🤖 AI Summary
To address the theoretical inefficiency, limited parallelism, and performance bottlenecks of k-core decomposition on large-scale graphs, this paper proposes the first general-purpose framework achieving both asymptotically optimal work complexity and high practical parallelism. Our method integrates parallel algorithm design, adaptive sampling, dynamic granularity control, and shared-memory optimizations. Key contributions include: (1) a novel sampling-based contention mitigation mechanism that reduces competition among high-degree vertices; (2) vertically granular dynamic scheduling, substantially lowering scheduling overhead; and (3) a hierarchical bucket structure enabling efficient processing of high-core-value graphs. Evaluated on a 96-core server across 25 real-world graphs, our framework outperforms state-of-the-art methods—including ParK, PKC, and Julienne—on 23 datasets, achieving up to 315× speedup.

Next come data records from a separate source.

Issue #621, opened 2024-08-22
qt py loses secrets.json when battery goes down


migs35323:
**Describe the bug**

my qt-py s3 randomly loses the secrets.json credentials. when battery power goes out/down
i had noticed this issue in firmware beta .88 and right now i was testing with alpha .89 and same behavior
I usually power it through usb but i had been testing battery endurance, so i had been letting the battery go out on purpose.

as a side note, I once had the yellow light and boot out telling me the credentials where wrong, when i opened them in notepad/vscode, the file was correct. but i had to delete the file and recreate it to accept the credentials, however i can't seem to reproduce this again.
in this last behavior the only thing that comes to my mind, is there any sensitivity between LF and CRLF in the file? maybe i edited the file in windows and mixed it in ubuntu and WipperSnapper is not liking it...

***Arduino board***
qt-py s3 psram version aka qtpy-esp32s3-n4r2

**To Reproduce**
1. setup qt py with battery and best friend
2. let it run out of battery
3. when plugging it again it shows yellow light, boot.out warns about credentials, secrets.json is back to stock again.
PS: this doesn't happen every time, but about 2 out of 3 times it's not 100% consistent

**Expected behavior**
secrets,json to not be erased, 
or maybe turn it into a toggeable feature where we can choose the secrets to be erased as security feature lol

**Which components are connected to your device**
qt py s3 (psram version) with battery best friend attached + 2 adafruit temperature sensors connected with stemma qt, 

**Desktop (please complete the following information):**
 - OS: ubuntu 22 or windows 11

**Additional context**

brentru:
@tyeth  Do you have cycles available to look at this bug?

migs35323:
> @tyeth Do you have cycles available to look at this bug?

what do you mean by cycles? battery cycles?

brentru:
@migs35323  Tyeth is an Adafruit engineer who works on WipperSnapper with me. 

To clarify - I'm using "cycles" instead of "time", so I'm asking him if he has time to look at this or if I should.

tyeth:
👋 I've been running with shorter cycles  myself this week, medical issue, so likely to have a look around the middle of next week (once BFF arrives).
 It's possible that using a mix of line endings might be considered corrupt and it self formatting. At the same time I have seen similar behaviour before. Will report back.

tyeth:
Hardware just arrived, will setup a test

migs35323:
[...]

PR #656, opened 2024-10-25
No fs format nor file recreation and boot reason changes

tyeth:
This resolves a couple of things.
Firstly we now reattach USB Mass Storage Device after recreating the filesystem, this means that the drive now shows up on first boot after an initial firmware installation (tested with erased device). Previously the first boot would not show a drive, but subsequent boots would.

Secondly, in relation to brown-out situations, we now avoid erasing files unnecessarily, and if we last reset due to brownout we do not attempt to write any files like boot log nor erase the circuitpython files. There turns out to be little reason to write to the filesystem every boot. Mostly a load of `.exists` guards to avoid unnecessary erases, and checking the boot reason for some operations.

There's a minor tweak to the print_reset_reason method as it was being used incorrectly. It was being passed CPU core number instead of passing in the result of rtc_get_reset_reason(cpuCore).
Finally the pico now has a boot reason adding in the latest Earle core, so included that too.


tyeth:
Add getResetReason for rp2040/2350
See https://github.com/earlephilhower/arduino-pico/pull/2516/files

src/provisioning/tinyusb/Wippersnapper_FS.cpp
```diff
@@ -105,17 +106,33 @@ Wippersnapper_FS::Wippersnapper_FS() {
 
   // If a filesystem does not already exist - attempt to initialize a new
   // filesystem
-  if (!initFilesystem() && !initFilesystem(true)) {
-    setStatusLEDColor(RED);
-    fsHalt("ERROR Initializing Filesystem");
+  if (!initFilesystem()) {
```
brentru, line 109: I am confused about tracing the brownout detection throughout the `FS` class.

Could you help clarify the following:

1) I see `brownOutCausedReset` is set within `get_and_print_reset_reason_for_cpu()`.
2) When does this function get called within FS? I don't see any calls outwards to this function, only the boolean `brownOutCausedReset` which isn't a function

src/provisioning/tinyusb/Wippersnapper_FS.cpp
```diff
@@ -105,17 +106,33 @@ Wippersnapper_FS::Wippersnapper_FS() {
...
+    if (WS.brownOutCausedReset) {
+      // try once more for good measure
+      delay(10); // let power stablise after failure
+      if (!initFilesystem()) {
+        // no lights, save power as we're probably on a low battery
+        fsHalt("Brownout detected. Couldn't initialise filesystem.");
```
brentru, line 115: Could you please add some descriptive text/instructions on what to do if we couldn't recreate the FS after a brownout?

src/provisioning/tinyusb/Wippersnapper_FS.cpp
```diff
@@ -105,17 +106,33 @@ Wippersnapper_FS::Wippersnapper_FS() {
...
+      }
+    } else if (!WS.brownOutCausedReset && !initFilesystem(true)) {
```
brentru, line 117: If a brownout was detected, all the handling for this was performed inside the `if` condition above and we don't need to work with/handle it anymore.

Consider changing this to an `if` and only handle the `initFileSystem(true` case.

src/provisioning/tinyusb/Wippersnapper_FS.cpp
```diff
@@ -105,17 +106,33 @@ Wippersnapper_FS::Wippersnapper_FS() {
...
   // If we created a new filesystem, halt until user RESETs device.
   if (_freshFS)
-    fsHalt("New filesystem created! Press the reset button on your board.");
+  {
+    WS_DEBUG_PRINTLN("New filesystem created! Resetting the board shortly...");
+    WS.enableWDT(500);
+    while (1)
+    {
+      delay(1000);
+    }
```
brentru, line 134: This is great, I like the idea of resetting instead of instructing the user to reset!

Shorten this by doing:
```
for (;;) delay(1000);
```

src/provisioning/tinyusb/Wippersnapper_FS.cpp
```diff
@@ -159,32 +176,39 @@ bool Wippersnapper_FS::initFilesystem(bool force_format) {
...
     return false;
 
+  //TODO: Don't do this unless we need the space and createSecrets fails
   // If CircuitPython was previously installed - erase CPY FS
   eraseCPFS();
-
-  // If WipperSnapper was previously installed - remove the
-  // wippersnapper_boot_out.txt file
-  eraseBootFile();
+  // Also, should probably relabel drive to WIPPER if CIRCUITPY was there
```
brentru, line 182: Would it be possible to do this within `eraseCPFS`, as the vlume was likely named CIRCUITPY?

src/provisioning/tinyusb/Wippersnapper_FS.cpp
```diff
@@ -159,32 +176,39 @@ bool Wippersnapper_FS::initFilesystem(bool force_format) {
...
-    return false;
-  writeFile.close();
-
-  writeFile = wipperFatFs.open("/.metadata_never_index", FILE_WRITE);
-  if (!writeFile)
-    return false;
-  writeFile.close();
+  if (!wipperFatFs.exists("/.fseventsd/no_log"))
+  {
+    wipperFatFs.mkdir("/.fseventsd/");
```
brentru, line 188: While we're in it, let's refactor out the macOS-specific handling to a new function, `handleMacOS()`. This gives us room for handling other OS like Windows, Linux, ChromeOs the same way.

src/provisioning/tinyusb/Wippersnapper_FS.cpp
```diff
@@ -159,32 +176,39 @@ bool Wippersnapper_FS::initFilesystem(bool force_format) {
...
+  {
+    File32 writeFile = wipperFatFs.open("/.Trashes", FILE_WRITE);
+    if (!writeFile)
+      return false;
+    writeFile.close();
+  }
 
   // Create wippersnapper_boot_out.txt file
-  if (!createBootFile())
+  if (!createBootFile() && !WS.brownOutCausedReset)
```
brentru, line 211: Do we need to check if a brownout happened here?

src/provisioning/tinyusb/Wippersnapper_FS.cpp
```diff
@@ -269,44 +296,66 @@ void Wippersnapper_FS::eraseBootFile() {
...
-    // Print ESP-specific info to boot file
-    #ifdef ARDUINO_ARCH_ESP32
-    // Get version of ESP-IDF
-    bootFile.print("ESP-IDF Version: ");
-    bootFile.println(ESP.getSdkVersion());
-    // Get version of this core
-    bootFile.print("ESP32 Core Version: ");
-    bootFile.println(ESP.getCoreVersion());
-    #endif
+  if (WS.brownOutCausedReset){
```
brentru, line 344: Why are we checking for a brownout here, again?

src/provisioning/tinyusb/Wippersnapper_FS.cpp
```diff
@@ -349,6 +397,8 @@ void Wippersnapper_FS::createSecretsFile() {
       "Please edit it to reflect your Adafruit IO and network credentials. "
       "When you're done, press RESET on the board.");
 #endif
+  delay(500); // previously 2500
```
brentru, line 400: Why are we decreasing this delay? It was from TinyUSB Arduino

src/provisioning/tinyusb/Wippersnapper_FS.cpp
```diff
@@ -349,6 +397,8 @@ void Wippersnapper_FS::createSecretsFile() {
...
+  initUSBMSC(); // re-init USB MSC to show new file to user for editing
```
brentru, line 401: 1) Where did we detach USB MSC? 
2) Is this called twice? We shouldn't be.
*  Do we call this again, outside of this function, after this is called?

src/provisioning/tinyusb/Wippersnapper_FS.cpp
```diff
@@ -367,7 +417,23 @@ void Wippersnapper_FS::parseSecrets() {
   // Attempt to deserialize the file's JSON document
   JsonDocument doc;
   DeserializationError error = deserializeJson(doc, secretsFile);
-  if (error) {
+  if (error == DeserializationError::EmptyInput)
+  {
+    if (WS.brownOutCausedReset)
```
brentru, line 422: A special case to handle the brownout detection shouldn't be located here. 

We should only handle the brownout detection/errors within the class constructor/init.

brentru (changes requested):

src/provisioning/tinyusb/Wippersnapper_FS.cpp
tyeth: We still check the bootlog contents in createBootfile, and print if there is a discrepency. In the event of a failure to write bootlog, assuming the secrets are still valid, we don't want to call it a failure by returning false

src/provisioning/tinyusb/Wippersnapper_FS.cpp
tyeth: We wanted to inform that the bootlog isn't write but we can't update it. I guess I could return true instead, or comment this as to why

tyeth:
Recreation Steps:
 Firstly if you want to keep the corruption you'll need to change the code to not call initialised filesystem the second time (with forceFormat true), also disabling the check inside the initFilesystem function on failure. The same for the file.open with bootlog+secrets. I think I totally disabled the macOS file writing + eraseCPFS.

Secondly pull this repository (and read the readme) https://github.com/tyeth/python_nordic_ppk2_wipper_secrets_brownout
The hardware setup and test process is described there, but in short it powers the device and waits for wifi related serial messages (successful boot), or corruption serial messages (**test stops**), it totally ignores anything else and continues (timing out that test run at X seconds).

brentru:
Note - I will have more bandwidth to reproduce and trace this error after November, we'll re-look into it then.

tyeth:
Future Tyeth, mention closes #621 and rejig a bit after #672

flavio-fernandes:
@tyeth: Sorry for bothering you about this, but is there any update on getting this PR merged into v2? I am running into the issue where my MagTag loses secrets.json when the battery dies.
Ref: https://github.com/adafruit/Adafruit_Wippersnapper_Arduino/issues/831

brentru:
@flavio-fernandes  @tyeth  We should be able to merge this into the current wippersnapper firmware, not v2

tyeth:
Brought up to date with `main` (display-v2 refactor, bootlog-version disambiguation, espressif32 platform bump, new sensor drivers) and merge conflicts resolved in #929. RP2040 `raspberypi_picow` builds fully; ESP32-S2 sources compile cleanly (only the local esptool packaging step fails on the dev box — CI will verify).

tyeth:
@flavio-fernandes try [this set of CI assets](https://github.com/adafruit/Adafruit_Wippersnapper_Arduino/actions/runs/27428411322). I've done a brief test on a feather esp32s2 reverse tft, and main release v129 can be triggered to forget it's secrets with agressive resetting at 1-2s after boot (just before drive appears in windows). The updated PR #929 avoids this (bringing this PR inline with main).
So give the build-files asset a download from this page (summary page of any CI job) https://github.com/adafruit/Adafruit_Wippersnapper_Arduino/actions/runs/27428411322
Here's the UF2 file, and/or combined.bin (flash at 0x0 with esptool)
[wippersnapper.magtag.1.0.0-adafruit-d2fbe0dd.zip](https://github.com/user-attachments/files/28929827/wippersnapper.magtag.1.0.0-adafruit-d2fbe0dd.zip)

I'll probably release it Monday anyway.

flavio-fernandes:
Cool beans! TYSM @tyeth and @brentru. I will definitely give it a try and let you know how that goes.

flavio-fernandes:
@tyeth :  I made my magtag's (D4) battery feed public, in case you want to follow: 

[flavio's magtag battery](https://io.adafruit.com/flaviof/feeds/magtag2423701.ws-013)

Screenshot 2026-06-15 at 12 37 39 PM

flavio-fernandes:
Update: ~~looking good @tyeth ! I drained the battery and was able to have Magtag going again by simply adding power to it. Woot!~~

@tyeth @brentru -- 2026-Jun-16-Tue@07:15:39EDT: Oh no, I celebrated too soon. I'm so sorry but this morning I came to a magtag that once again has forgotten its secrets. :( My thinking is that there must be another codepath that leads to the formatting of the filesystem. I'm so sorry for the bad news. Should we revert this commit?

Screenshot 2026-06-16 at 7 18 51 AM

brentru:
@flavio-fernandes  Could you explain, in detail, how you're running your tests, the hardware you are using, the battery (and its capacity), etc?

flavio-fernandes:
> @flavio-fernandes Could you explain, in detail, how you're running your tests, the hardware you are using, the battery (and its capacity), etc?

I have a MagTag running off of a battery:
- Adafruit MagTag - 2.9" Grayscale E-Ink WiFi Display PID: 4800
- Lithium Ion Polymer Battery - 3.7v 2500mAh PID: 328

I have it running a WipperSnapper build that @tyeth asked me to try: https://github.com/adafruit/Adafruit_Wippersnapper_Arduino/pull/656#issuecomment-470218243

I am using it with Adafuit IO, as you would expect. It is using the actions and feeds as described in this learning page:
[no-code-magtag-every-day-goal-tracker](https://learn.adafruit.com/no-code-magtag-every-day-goal-tracker/)

What I do not have to provide you is the serial output, as I have it on my fridge. Besides that, I never used it with a USB that did not charge the battery. And since the problem only occurs when the battery gets drained, what I will try doing next is a serial connection where the VCC is not connected.

Before I do that, is there anything in particular that I could do so the serial provides us with more useful information?
@brentru  Please let me know if this is useful.

tyeth:
We will do similar testing. 

In the past I used a USB isolator which allows you to turn off the power line (obviously ignoring parasitic powering by the data lines), which means the device can speak to the PC over serial still.
 And I then powered the device with a Nordic power profile kit two (nrf PPK II/2) through the battery lines which allows a dynamically adjustable power supply voltage along with repeated resetting.

We were waiting for you to come back and see what you offered, set up and information-wise, before continuing.

  I chucked a few thoughts into the AI cooking pot as to my suspicions about the boot reason not being reliable and a more suitable method of testing before reformatting flash, and came up with a a more bulletproof idea.
#931
It's completely untested with a little more work to ideally be done and we'll get to it soon enough, but it seems reasonable as it effectively checks the flash reads correctly a couple of bytes in sensible locations for known patterns and spi/flash errors.

brentru:
Once "Lithium Ion Polymer Battery - 3.7v 2500mAh" appears back in stock on the Adafruit Shop, I'll get an email notif. and can order this for bug reproduction.

flavio-fernandes:
Hello @brentru and @tyeth . Not my proudest hack, but I managed to sacrifice a USB cable so now I can collect logs from the serial as it wipes clean the filesystem when the battery is out. I've loaded my spare magtag with the latest rev and made it's battery feed (D4) available.

[flaviofMagtagTest Battery](https://io.adafruit.com/flaviof/feeds/magtag2283801.ws-013)

Screenshot 2026-06-24 at 10 44 10 PM

Screenshot 2026-06-24 at 10 41 12 PM

Screenshot 2026-06-24 at 10 40 39 PM

To be continued... ;)

flavio-fernandes:
Logs:
[2026-06-24 23-14-38 EPD MagTag 2_9_ ESP32_S2.log](https://github.com/user-attachments/files/29337635/2026-06-24.23-14-38.EPD.MagTag.2_9_.ESP32_S2.log)

flavio-fernandes:
## Serial Log Analysis — MagTag secrets wipe on beta.130

Hi @tyeth and @brentru — I wanted to contribute something concrete to move this forward. I reproduced the bug on beta.130 with a sacrificed non-charging USB cable (TX/RX only, no VBUS) so the MagTag ran purely on battery while logging to serial. Here's what the log proves and why I think #931 is the right path.

### What the log shows

The session ran from **23:14:38 EDT (Jun 24)** through the night. Two hours of clean operation: MQTT pings, sensor reads every 30s, display updates, everything normal.

Around **01:14 EDT (Jun 25)** the battery started struggling — brief disconnect/reconnect cycles appeared. At **01:17:03** the device disconnected while stuck in an active polling loop (`Polling for registration message response` × 36+ iterations) with the WiFi radio drawing peak current.

**The next connect at 01:19:56 — the very first message was:**
```
ERROR: Please edit the secrets.json file. Then, reset your board.
```

The filesystem was wiped in that **2 min 53 sec gap**. Battery died, recovered, device rebooted — and destroyed itself.

The rest of the log (through ~08:00) is a boot loop alternating between two messages:
- *"Please edit the secrets.json file"* — a fresh format just ran this boot
- *"Invalid IO credentials"* — this boot found the default-template `secrets.json` from a previous format

The battery was right at the edge: enough to boot and even run `f_mkfs`, never enough to reach WiFi.

---

### Root cause

The culprit is [Wippersnapper_FS.cpp line 111](https://github.com/adafruit/Adafruit_Wippersnapper_Arduino/blob/main/src/provisioning/tinyusb/Wippersnapper_FS.cpp#L111):

```cpp
if (!initFilesystem() && !initFilesystem(true)) {
```

That `&&` means: "if the first mount fails, **immediately force-format**." No question asked. `initFilesystem(true)` calls `f_mkfs()`, erasing everything.

Full failure chain:
1. Battery sags during a WiFi TX burst (~250–400 mA peak) or a `syncBlocks()` call
2. A partially-written FAT structure is left on flash
3. ESP32 resets — **not** as `RTCWDT_BROWN_OUT_RESET` but typically watchdog or `SW_CPU_RESET` (fast voltage spikes don't trigger the brownout detector)
4. Boot: `initFilesystem()` can't mount the corrupted FAT → returns `false`
5. `initFilesystem(true)` immediately runs → wipes everything → `createSecretsFile()` writes the default template → halt

---

### Why the `brownOutCausedReset` guard in #929 doesn't cover this case

PR #929's protection is gated on `WS.brownOutCausedReset`, which is only `true` when the ESP32 reports `RTCWDT_BROWN_OUT_RESET`. A **fast voltage dip from a WiFi transmission** doesn't trigger that — it shows up as a watchdog or power-on reset. So `brownOutCausedReset == false`, the guard is bypassed, and the format runs anyway.

This is why I initially reported that #929 appeared to fix it: the first few battery deaths were probably slow drains that produced a real brownout reset code. Later ones were fast WiFi-induced spikes that didn't — and the wipe recurred.

---

### Why #931 covers it

#931's `flashSafeToFormat()` doesn't trust the reset reason at all. For ESP32 (MagTag uses internal flash via `Adafruit_FlashTransport_ESP32`), it calls `esp_flash_read()` to check two areas that a FAT format never touches:

1. **Partition table at `0x8000`** — must have ESP-IDF magic `0xAA 0x50`
2. **NVS page header at `0x9000`** — state field must be a valid NVS page state

If both pass → flash is readable, power is stable → safe to format.
If either fails → flash is degraded → **halt without formatting**, USB/LED kept off to save the dying battery.

| Scenario | beta.130 | #929 | #931 |
|---|---|---|---|
| Slow drain → brownout reset | wipes ❌ | protected ✅ | protected ✅ |
| Fast WiFi sag → watchdog reset | wipes ❌ | **wipes** ❌ | protected ✅ |
| Genuine first boot | formats ✅ | formats ✅ | formats ✅ |

---

I'm happy to keep testing builds as you work toward a release. Thanks for all the work you two have put into this — it's a subtle and genuinely tricky failure mode.

flavio-fernandes:
Quick pointer for anyone landing here: this work continues in **#931**, which is built on top of this branch (`update-656-merge-main` = this PR merged with main) and contains everything here plus a refinement — *gate a reformat on flash health, not the brownout reset reason*. Git-wise, #931 is a strict superset of #656.

The consolidated on-hardware findings and how the follow-ups layer up (#931 → #937 → #942) are written up here: #931 (comment).

Posting only to save the next reader some confusion — whether to keep this open is entirely @tyeth's call.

The framework thus bridges the gap between theoretical optimality and empirical scalability in parallel k-core decomposition.
📝 Abstract
This paper proposes efficient solutions for $k$-core decomposition with high parallelism. The problem of $k$-core decomposition is fundamental in graph analysis and has applications across various domains. However, existing algorithms face significant challenges in achieving work-efficiency in theory and/or high parallelism in practice, and suffer from various performance bottlenecks. We present a simple, work-efficient parallel framework for $k$-core decomposition that is easy to implement and adaptable to various strategies for improving work-efficiency. We introduce two techniques to enhance parallelism: a sampling scheme to reduce contention on high-degree vertices, and vertical granularity control (VGC) to mitigate scheduling overhead for low-degree vertices. Furthermore, we design a hierarchical bucket structure to optimize performance for graphs with high coreness values. We evaluate our algorithm on a diverse set of real-world and synthetic graphs. Compared to state-of-the-art parallel algorithms, including ParK, PKC, and Julienne, our approach demonstrates superior performance on 23 out of 25 graphs when tested on a 96-core machine. Our algorithm shows speedups of up to 315$ imes$ over ParK, 33.4$ imes$ over PKC, and 52.5$ imes$ over Julienne.